Taylor series expansion of function whose argument has additional dependency

dynamical systemsfunctional-analysispower seriestaylor expansion

The Taylor series expansion of a function, $f(x)$, around point "a" is

$f(x) = f(a) + \frac{x-a}{1!}\frac{\partial f(a)}{\partial x} + \frac{(x-a)^2}{2!}\frac{\partial^2 f(a)}{\partial x^2} + \ldots$

which is well known (wikipedia link).

My question is, what happens if "x" is a function of "t"? Is there a Taylor series expression, similar to that above? Would it be valid for all time?

Assuming there is a valid expansion…

What if the function "f" is a function of "x" and "t" (in this case "x" does not depend on "t")? I believe this is just a multi-variable Taylor expansion as found on the wikipedia link above. How would the multi-variable series expansion differ from that above in my question…where "x" is a function of "t"?

Best Answer

For the first question, it is a typical problem of series composition based on the chain rule.

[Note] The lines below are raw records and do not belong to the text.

Issue #3122, opened 2021-11-16
Linux-based ARM64 CI


crepererum:
__Use case:__
1. Test that IOx runs under ARM64
2. Build docker image (#3119)

__Proposal:__
Setup a Linux-based ARM64 CircleCI runner that runs `test` and `build`. The remaining jobs should be covered well enough by x64 (`test_perf`, `test_heappy`, `perf_image`) or only require a single arch (`lint`, `fmt`, `cargo_audit`, `doc`, `protobuf-lint`).

The `ci_image` job also needs to be changed to build images for both architectures.

__Current behaviour:__
We only test under x64.

__Desired behaviour:__
We also test and build ARM64.

__Alternatives considered:__
Not doing it.

crepererum:
@jacobmarble IMHO this is still an open issue, currently this is blocked by circleci that lacks sufficient ARM64 support (they don't support all the features we need).

jacobmarble:
> circleci that lacks sufficient ARM64 support (they don't support all the features we need).

Would you care to name a couple of those features? [I found a few that might on your list](https://circleci.com/docs/using-arm#limitations):
- doesn't support Arm in Docker
- doesn't support Arm in GCP (Google's fault)

I tried simply changing the resource class for our build_dev job and it failed with this error:
> Resource class "arm.2xlarge" is not a valid resource class.

cannonpalms:
> [I tried simply changing the resource class for our build_dev job](https://app.circleci.com/pipelines/github/influxdata/influxdb_iox/22946/workflows/cd5cfdac-5228-4cbf-bd50-91c73ae1652a/jobs/199638) and it failed with this error:

> > Resource class "arm.2xlarge" is not a valid resource class.

I believe that this _is_ a valid resource class, but not for the `docker` executor--only for the `LinuxVM` executor, which I'm guessing is a `machine` executor. https://circleci.com/docs/configuration-reference#resourceclass
![image](https://user-images.githubusercontent.com/2457559/187292574-64a6c829-2465-4cf3-a773-5a31a73a4f83.png)

The docs link above is quite difficult to read, but this note could be interpreted to apply to ARM LinuxVM resource classes:
> This resource requires review by our support team. [Open a support ticket](https://support.circleci.com/hc/en-us/requests/new) if you would like to request access.

If so, I believe @gaughen holds the keys to the CircleCI-support-request castle.

gaughen:
[...]

Issue #3119, opened 2021-11-16
docker run quay.io/influxdb/iox on Apple Silicon fails to run


jacobmarble:
__Steps to reproduce:__
List the minimal actions needed to reproduce the behaviour.

1. Get a MacBook Pro (13-inch, M1, 2020) running MacOS 12.0.1
2. `docker run quay.io/influxdb/iox:bc112448`

__Expected behaviour:__
Describe what you expected to happen.

Image runs in container.

__Actual behaviour:__
Describe What actually happened.

```console
% docker run quay.io/influxdb/iox:bc112448
WARNING: The requested image's platform (linux/amd64) does not match the detected host platform (linux/arm64/v8) and no specific platform was requested
qemu: uncaught target signal 11 (Segmentation fault) - core dumped
```

__Environment info:__

`docker run quay.io/influxdb/iox:bc112448`

Darwin 21.1.0 arm64

Docker Desktop 4.2.0 (Kubernetes is not running)

__Config:__
none

__Logs:__
n/a

crepererum:
Context:

We currently only build images for AMD64 and Linux. I think we could also build images for ARM64 (and Linux) given that we have a CI runner that works under ARM64. A bit more context: <https://www.docker.com/blog/multi-arch-build-and-images-the-simple-way/> . quay.io should support multi-arch as per <https://thenewstack.io/red-hats-quay-3-container-supports-multiple-architectures/>.

crepererum:
Is this feature no longer wanted? 🤔

jacobmarble:
I consider this issue to be unimportant, as I can build IOx outside of Docker, so I closed it. However, I can see how this could become important as we try to expand our ability to run small IOx instances for development purposes.

crepererum:
Having an ARM64 CI docker image is also a requirement for #3122.

PR #3133, opened 2021-11-17
chore: update one-shot Dockerfile to not depend on rust:ci

jacobmarble:
Related to #3119 and #3122

`docker build .` should just work, but it does not. The existing Dockerfile depends on image `quay.io/influxdb/rust:ci`, which is not published for ARM64, and doesn't seem to speed up the build process much anyhow.

This change simplifies that Dockerfile, though build times may increase.


crepererum:
This is NOT the dockerfile that we use for our prod images. We use https://github.com/influxdata/influxdb_iox/blob/main/docker/Dockerfile.iox . I'm wondering if we really need to dockerfiles here.

Dockerfile
```diff
@@ -1,9 +1,13 @@
 #syntax=docker/dockerfile:1.2
-FROM quay.io/influxdb/rust:ci as build
+FROM rust:1.56-slim-buster as build
```
e-dard, line 2: Would `rust:slim-buster` use the latest stable release?

crepererum: Please use `bullseye` instead of `buster` to be in line with our CI.

jacobmarble:
> This is NOT the dockerfile that we use for our prod images. We use https://github.com/influxdata/influxdb_iox/blob/main/docker/Dockerfile.iox . I'm wondering if we really need to dockerfiles here.

I added this Dockerfile because I just want to `docker build .` Yes, I'm aware of docker/Dockerfile.iox, but it doesn't work on MacOS because it copies the binary from the local workstation (non-Linux) into a container image (Linux).

crepererum (approved):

Developed around $t=a$, you should have $$f(x(t))=f(x(a))+x'(a) f'(x(a))(t-a) +\frac{1}{2!} \left(x'(a)^2 f''(x(a))+x''(a) f'(x(a))\right)(t-a)^2+\frac{1}{3!} \left(f'''(x(a)) x'(a)^3+3 x'(a) x''(a) f''(x(a))+x'''(a) f'(x(a))\right)(t-a)^3+O\left((t-a)^4\right)$$ For the next case of $f(x(t),t)$, it starts to be really tedious, involving the partial derivatives of $f$ with respect of $x$ and $t$ but it is doable.